Initially, I didn’t fully resonate with the system because of the inefficiency from muted followers and dormant users. But this book let me know about the techniques to filter them beforehand. They were filtering and “pulling on write”
Comparison between “push on write” and “pull on read” based on pros and cons
Caching was also actively used here.

Chapter 12: Design A Chat System

Chat services have a high demand for writing and servers should be able to notify clients about new messages
Preserving connections is efficient in case of high demand for writing. It reduces the overhead of creating a new connection every time.
Polling: after preserving a connection, we can poll the new data periodically from the servers.
Websocket: Furthermore, we can also utilize WebSocket.
- Once a connection is formed, the protocol is upgraded from simple http to websocket.
- Services to maintain connections alive tend to be stateful services.
The book said the table structures of the database differ slightly depending on their purpose, which means they vary based on whether they’re designed for 1 on 1 chat or group chat. In the case of group chat, the group id column is added.
- ⬆️ I didn’t fully agree with this part, because we can just treat 1 on 1 chat and group chat the same way in terms of the table structures.
  According to the pattern described in this book for handling a case with fewer users in the same chat room, there could be a substantial number of message queues, as it creates a message queue for each user or device.
  At this part, I was concerned about the possibility of having an excessive number of queues when using Kafka or any other message queues.

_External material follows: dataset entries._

PR #17476, opened 2016-09-13
Updated instrument definitions for POLREF

PranavBahuguna:
This pull request updates the instrument definitions for POLREF that are required to be shipped for the next Mantid install. As stated in the issue it fixes, this fixes a few issues and maintains some semblance of backwards data reduction compatibility.

Release notes have been updated.

Fixes #17475.

**To test:**

Simply ensure that the instrument definition files have been updated correctly.

---
#### Reviewer

Please comment on the following ([full description](http://www.mantidproject.org/Individual_Ticket_Testing)):
##### Code Review
- [ ] Is the code of an acceptable quality?
- [ ] Does the code conform to the [coding standards](http://www.mantidproject.org/Coding_Standards)? Is it well structured with small focussed classes/methods/functions?
- [ ] Are there unit/system tests in place? Are the unit tests small and test the a class in isolation?
- [x] If there are changes in the release notes then do they describe the changes appropriately?
##### Functional Tests
- [ ] Do changes function as described? Add comments below that describe the tests performed?
- [ ] How do the changes handle unexpected situations, e.g. bad input?
- [ ] Has the relevant documentation been added/updated?
- [ ] Is user-facing documentation written in a user-friendly manner?
- [ ] Has developer documentation been updated if required?
- Does everything look good? Comment with the ship it emoji but don't merge. A member of `@mantidproject/gatekeepers` will take care of it.

Issue #16218, opened 2016-05-16
OFFSPEC IDF does not have slits defined


raquelalvarezbanos:
Discuss this with scientists. They are currently trying to harmonize their IDFs across instruments, as part of this harmonization, slits should be defined for OFFSPEC. This is needed for instance to run `CalculateResolution` successfully on OFFSPEC data.

Also while investigating #16518 it was found the OFFSPEC parameter file did not contain any values for `Correction`. These should also be added if scientists need them.

gemmaguest:
The new (experimental) IDF supplied by Jos should fix this

PR #20997, opened 2017-10-23
Re #20991: Updated Reflectometry IDFs.

### LINKED ISSUE #20991: INTER IDF should position detectors at twoTheta
### Expected behavior
The INTER IDF should reposition detectors to twoTheta on Load.

### Actual behavior
If using a linear detector, the detector is positioned at theta instead of twoTheta.

Run the following script. Both the point and linear detectors should be re-positioned on load to twoTheta=2.6, but currently the linear detector is being placed at theta=1.3 instead. (Note that the output of this script is not exact because the pixel centre is not positioned precisely at twoTheta. This is expected.)
```
import math
 
def getTwoThetaForPixel(wkspace, detId):
    inst = wkspace.getInstrument()
    det = inst.getDetector(detId)
    return wkspace.detectorTwoTheta(det) * 180 / math.pi
 
print "Expected twoTheta=2.6 in both cases"
 
print "INTER43572 point-detector puts detectors at twoTheta (nearest pixel is 4):"
pixel=4
ws=Load(Filename='INTER43572')
detTwoTheta = getTwoThetaForPixel(ws,pixel)
print '  Detector ID',pixel,'twoTheta =', detTwoTheta
 
print "INTER43583 linear-detector puts detectors at theta instead of twoTheta (nearest pixel is 2047):"
pixel=2047
ws=Load(Filename='INTER43583')
detTwoTheta = getTwoThetaForPixel(ws,pixel)
print '  Detector ID',pixel,'twoTheta =', detTwoTheta
```

### Platforms affected
All

edwardb96:
Updates the IDFs for INTER and SURF.
Removes `ReflectometryReductionOneAuto` v1
This also fixes #20991.

**To test:**
- In the ISIS Reflectometry interface, try autoreducing some `INTER` investigations dated both before and after the date the IDF changed (14/2/2017 for INTER), e.g. before: `1620396`, after: `1620384`. In v3.11 the latter gave an error about slit gaps not being found. You don't need to wait for all of the runs to reduce, as long as the first few groups process ok then the correct IDF is being picked up.
- Repeat the test for the following `SURF` investigations: before: `1610531`, after: `1700019`
- Run this script. The output for the nearest pixels for INTER should be around twoTheta=2.6 rather than theta=1.3. (Note that the output is not exact because the pixels are not centred exactly at twoTheta.) For SURF the output should be around twoTheta=3.04.
```python
import math
def getTwoThetaForPixel(wkspace, detId):
    inst = wkspace.getInstrument()
    det = inst.getDetector(detId)
    return wkspace.detectorTwoTheta(det) * 180 / math.pi
def doCheck(run, pixel):
    print run, "(nearest pixel is ", pixel, "):"
    ws=Load(Filename=run)
    detTwoTheta = getTwoThetaForPixel(ws,pixel)
    print '  Detector ID',pixel,'twoTheta =', detTwoTheta

print "INTER: Expect twoTheta to be around 2.6 in both cases"
doCheck("INTER43572", 4)
doCheck("INTER43583", 2047)
print
print "SURF: Expect twoTheta to be around 3.04"
doCheck("SURF121400", 30001)
```

Expected output:
```
INTER: Expect twoTheta to be around 2.6 in both cases
INTER43572 (nearest pixel is  4 ):
  Detector ID 4 twoTheta = 2.63604652684
INTER43583 (nearest pixel is  2047 ):
  Detector ID 2047 twoTheta = 2.59952111409

SURF: Expect twoTheta to be around 3.04
SURF121400 (nearest pixel is  30001 ):
  Detector ID 30001 twoTheta = 3.03571136117
```

Fixes #20991. 

**Release Notes** 

---

#### Reviewer ####

##### Code Review #####

##### Functional Tests #####


gemmaguest:
Since the INTER IDF contains a breaking change (a change in the log name used for slit gaps) I think we need to version this file in a similar manner to PR #17476, i.e. add it as a new file with a different name and an appropirate `valid-from` date, and revert the original `INTER_Definition.xml` but change its `valid-to` date to the appropriate date. I'm not sure whether we can find out the date the log name changed or whether Max could tell us.

gemmaguest:
I've added the Science Validation label because we should check with Max that your fixes are ok with him, i.e. the fixes for `ystart` and `TransRunEndOverlap`, and the version dates for the INTER IDF (was there anything else?).

gemmaguest:
When we test this, we should test reducing INTER runs both before and after the version date, e.g. on the ISIS Reflectometry interface, enter investigation 1620384 (16 Feb 2017) and click Autoreduce - this currently fails due to the changed log name, whereas investigation 1620396 (Dec-2016) works. Both should work after this PR.

NickDraper:
Note: When this is merged these will be downloaded to users immediately, they will not wait for the next release.

gemmaguest:
Max said he is fine for these to go live whenever we are ready.

gemmaguest:
This PR also adds slits for offspec which is part of issue #16218

Scientists are happy with the INTER IDF now but not with the bench rotation for OFFSPEC, so we should hold off merging this for now.

instrument/INTER_Definition_2017.xml
```diff
@@ -0,0 +1,246 @@
+<?xml version="1.0" encoding="UTF-8"?>
+<!-- For help on the notation used to specify an Instrument Definition File
+     see http://www.mantidproject.org/IDF -->
+<instrument xmlns="http://www.mantidproject.org/IDF/1.0"
+            xmlns:xsi="http://www.w3.org/2001/XMLSchema-instance"
+            xsi:schemaLocation="http://www.mantidproject.org/IDF/1.0 http://schema.mantidproject.org/IDF/1.0/IDFSchema.xsd"
+            name="INTER"
+            valid-from="2017-02-14 00:00:00"
+            valid-to=  "2100-01-31 23:59:59"
+			last-modified="2010-11-04 00:00:00">
```
gemmaguest: We should put a more sensible last-modified date in here. I think this is just for reference so doesn't need to be accurate. Maybe 26 October as that was the last commit date?

gemmaguest (changes requested):
Just one minor comment

gemmaguest:
I think I made a mistake when I said the old version of the INTER IDF should not be changed. We're making two sets of changes here - the positions, and the log names. The log names need to remain the same to match the older runs, but the other changes should be included in the old IDF, otherwise we'll get different behaviour when using old vs new runs. I therefore think we should change the old IDF to be the same as the new one for everything apart from the slit log names (S1_VG etc), and of course the valid dates. I'll email Max and Becky to check this is what they expect.

gemmaguest:
@edwardb96 We had some more minor changes to the INTER and SURF IDFs requested today, so I've pushed those changes. Also the doctest was failing again so I'm not sure the last fix was correct. I've reverted it for now and will check it on Monday.

gemmaguest (approved):
The changes look good and behave as expected :+1:

There are a lot of changes in tests etc. and removal of old versions of our algorithms which no longer work due to the significant changes in the IDFs. Scientists have confirmed that the old algorithms are not in use and have verified the new IDFs.

It might be worth looking at creating replacement system tests for the OFFSPEC tests that have been removed. I think this should be done as a separate PR though because we don't want to hold up these IDF changes any more.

Chapter 13: Design A Search Autocomplete System

Mainly focused on utilizing trie which is a tree-based data structure.
It was impressive how important a data structure became when there was a significant amount of data.
I couldn’t imagine the magnitude of data stored in huge IT services like Google, Instagram, Slack and so on.
How to shard data
- From starting sharding from <a~z>
- To sharding from <aa~zz>
Browers(client-side) caching

Chapter 14: Design Youtube

Glad to come across a topic that I had worked on when I was a university student and server engineer working for a small strartup.
Video transcoding - adaptive streaming like HLS (HTTP Live Streaming), Bitrates
- Managed service examples on AWS I know: AWS Elemental MediaConvert, AWS Elastic Trasncoder
Presigned URL: For users to upload their video to the cloud storages directly and for servers not to proxy the large objects to the cloud storage
As we did in SNS, we can apply the same way to handle popular videos and other videos differently
- If it’s a popular video, we’d better make use of CDN.
- If it’s an unpopular video, serving the video through the server itself would be rather efficient.

Chapter 15: Design Google Drive

Liked the sequence diagram illustrating the sequence of uploading new file and notifying the change of states. My company uses similar sequence diagram when we illustrate some sequences
This book also unquestionably advocated the use of S3 as a vast storage system.
Compressing, archiving and caching were mentioned as well.

Chapter 16: The Learning Continues

Nothing special

Conclusions

This book has been one of the most popular books between Korean software engineers. I’ve wanted to read this book and I finally read it 🙂.

At the beginning of this book, honestly, I felt like boring. However, from the middle of the book, I was able to be more intrigued because there were contents relevant to my previous experiences and curiosities which I’ve had since I was in university.

I agree that this book is not the only option to retrieve the contents like architecting large-scaled systems in this book. We can find them in the internet as well. But I liked that I could relate the same knowledge I just learned at the previous chapter at the right next chapter. Thanks to it, I was able to take in the knowledge more easily.